┌────────

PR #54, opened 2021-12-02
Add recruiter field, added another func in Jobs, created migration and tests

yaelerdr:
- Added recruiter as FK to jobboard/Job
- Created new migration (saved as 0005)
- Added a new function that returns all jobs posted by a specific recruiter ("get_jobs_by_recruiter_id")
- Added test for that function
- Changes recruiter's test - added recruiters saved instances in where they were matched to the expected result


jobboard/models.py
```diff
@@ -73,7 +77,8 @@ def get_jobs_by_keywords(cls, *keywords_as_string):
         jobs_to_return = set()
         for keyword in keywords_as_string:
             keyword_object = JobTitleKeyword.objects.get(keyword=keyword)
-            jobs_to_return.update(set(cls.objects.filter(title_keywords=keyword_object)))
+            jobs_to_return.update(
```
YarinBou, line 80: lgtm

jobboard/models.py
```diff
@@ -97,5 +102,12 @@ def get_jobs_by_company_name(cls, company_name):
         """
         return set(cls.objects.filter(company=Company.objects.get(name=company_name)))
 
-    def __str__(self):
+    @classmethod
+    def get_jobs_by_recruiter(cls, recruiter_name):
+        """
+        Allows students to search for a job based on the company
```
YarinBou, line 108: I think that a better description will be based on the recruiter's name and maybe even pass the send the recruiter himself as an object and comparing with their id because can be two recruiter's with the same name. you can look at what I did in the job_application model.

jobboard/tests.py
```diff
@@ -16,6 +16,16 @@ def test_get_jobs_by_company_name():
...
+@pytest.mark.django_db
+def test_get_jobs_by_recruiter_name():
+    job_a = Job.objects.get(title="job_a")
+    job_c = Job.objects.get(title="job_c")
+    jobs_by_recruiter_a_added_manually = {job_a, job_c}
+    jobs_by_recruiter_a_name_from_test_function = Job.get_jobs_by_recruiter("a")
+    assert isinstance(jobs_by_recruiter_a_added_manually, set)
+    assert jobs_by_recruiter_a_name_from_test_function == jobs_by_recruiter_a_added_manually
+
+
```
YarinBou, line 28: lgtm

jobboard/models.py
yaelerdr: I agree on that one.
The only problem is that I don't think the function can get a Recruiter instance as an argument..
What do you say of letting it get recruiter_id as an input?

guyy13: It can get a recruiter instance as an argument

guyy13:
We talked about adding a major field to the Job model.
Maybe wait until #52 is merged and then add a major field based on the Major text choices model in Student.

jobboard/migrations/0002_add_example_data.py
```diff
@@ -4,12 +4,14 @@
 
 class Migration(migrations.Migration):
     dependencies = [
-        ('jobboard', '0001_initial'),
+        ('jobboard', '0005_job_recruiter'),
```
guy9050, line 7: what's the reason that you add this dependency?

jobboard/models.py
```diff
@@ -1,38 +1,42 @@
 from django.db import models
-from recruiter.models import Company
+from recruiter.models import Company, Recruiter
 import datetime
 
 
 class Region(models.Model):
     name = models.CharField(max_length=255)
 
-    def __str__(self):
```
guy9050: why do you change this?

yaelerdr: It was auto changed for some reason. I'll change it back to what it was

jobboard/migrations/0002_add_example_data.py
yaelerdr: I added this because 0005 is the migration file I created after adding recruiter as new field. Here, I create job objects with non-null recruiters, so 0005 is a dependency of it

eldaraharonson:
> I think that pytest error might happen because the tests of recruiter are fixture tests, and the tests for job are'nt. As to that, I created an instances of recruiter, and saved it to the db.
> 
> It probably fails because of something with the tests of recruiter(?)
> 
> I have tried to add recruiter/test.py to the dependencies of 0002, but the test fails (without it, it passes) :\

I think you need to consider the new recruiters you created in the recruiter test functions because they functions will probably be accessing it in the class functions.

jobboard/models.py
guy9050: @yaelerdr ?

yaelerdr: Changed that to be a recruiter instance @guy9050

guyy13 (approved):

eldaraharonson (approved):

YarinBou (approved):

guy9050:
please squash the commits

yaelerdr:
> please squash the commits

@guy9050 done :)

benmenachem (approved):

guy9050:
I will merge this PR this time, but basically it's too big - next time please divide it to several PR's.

└────────

- **THE TASK**
Transcribe each record shown above, exactly.

- **WRITTEN REPLY**
PR #54, opened 2021-12-02
Add recruiter field, added another func in Jobs, created migration and tests

yaelerdr:
- Added recruiter as FK to jobboard/Job
- Created new migration (saved as 0005)
- Added a new function that returns all jobs posted by a specific recruiter ("get_jobs_by_recruiter_id")
- Added test for that function
- Changes recruiter's test - added recruiters saved instances in where they were matched to the expected result


jobboard/models.py
```diff
@@ -73,7 +77,8 @@ def get_jobs_by_keywords(cls, *keywords_as_string):
         jobs_to_return = set()
         for keyword in keywords_as_string:
             keyword_object = JobTitleKeyword.objects.get(keyword=keyword)
-            jobs_to_return.update(set(cls.objects.filter(title_keywords=keyword_object)))
+            jobs_to_return.update(
```
YarinBou, line 80: lgtm

jobboard/models.py
```diff
@@ -97,5 +102,12 @@ def get_jobs_by_company_name(cls, company_name):
         """
         return set(cls.objects.filter(company=Company.objects.get(name=company_name)))
 
-    def __str__(self):
+    @classmethod
+    def get_jobs_by_recruiter(cls, recruiter_name):
+        """
+        Allows students to search for a job based on the company
```
YarinBou, line 108: I think that a better description will be based on the recruiter's name and maybe even pass the send the recruiter himself as an object and comparing with their id because can be two recruiter's with the same name. you can look at what I did in the job_application model.

jobboard/tests.py
```diff
@@ -16,6 +16,16 @@ def test_get_jobs_by_company_name():
...
+@pytest.mark.django_db
+def test_get_jobs_by_recruiter_name():
+    job_a = Job.objects.get(title="job_a")
+    job_c = Job.objects.get(title="job_c")
+    jobs_by_recruiter_a_added_manually = {job_a, job_c}
+    jobs_by_recruiter_a_name_from_test_function = Job.get_jobs_by_recruiter("a")
+    assert isinstance(jobs_by_recruiter_a_added_manually, set)
+    assert jobs_by_recruiter_a_name_from_test_function == jobs_by_recruiter_a_added_manually
+
+
```
YarinBou, line 28: lgtm

jobboard/models.py
yaelerdr: I agree on that one.
The only problem is that I don't think the function can get a Recruiter instance as an argument..
What do you say of letting it get recruiter_id as an input?

guyy13: It can get a recruiter instance as an argument

guyy13:
We talked about adding a major field to the Job model.
Maybe wait until #52 is merged and then add a major field based on the Major text choices model in Student.

jobboard/migrations/0002_add_example_data.py
```diff
@@ -4,12 +4,14 @@
 
 class Migration(migrations.Migration):
     dependencies = [
-        ('jobboard', '0001_initial'),
+        ('jobboard', '0005_job_recruiter'),
```
guy9050, line 7: what's the reason that you add this dependency?

jobboard/models.py
```diff
@@ -1,38 +1,42 @@
 from django.db import models
-from recruiter.models import Company
+from recruiter.models import Company, Recruiter
 import datetime
 
 
 class Region(models.Model):
     name = models.CharField(max_length=255)
 
-    def __str__(self):
```
guy9050: why do you change this?

yaelerdr: It was auto changed for some reason. I'll change it back to what it was

jobboard/migrations/0002_add_example_data.py
yaelerdr: I added this because 0005 is the migration file I created after adding recruiter as new field. Here, I create job objects with non-null recruiters, so 0005 is a dependency of it

eldaraharonson:
> I think that pytest error might happen because the tests of recruiter are fixture tests, and the tests for job are'nt. As to that, I created an instances of recruiter, and saved it to the db.
> 
> It probably fails because of something with the tests of recruiter(?)
> 
> I have tried to add recruiter/test.py to the dependencies of 0002, but the test fails (without it, it passes) :\

I think you need to consider the new recruiters you created in the recruiter test functions because they functions will probably be accessing it in the class functions.

jobboard/models.py
guy9050: @yaelerdr ?

yaelerdr: Changed that to be a recruiter instance @guy9050

guyy13 (approved):

eldaraharonson (approved):

YarinBou (approved):

guy9050:
please squash the commits

yaelerdr:
> please squash the commits

@guy9050 done :)

benmenachem (approved):

guy9050:
I will merge this PR this time, but basically it's too big - next time please divide it to several PR's.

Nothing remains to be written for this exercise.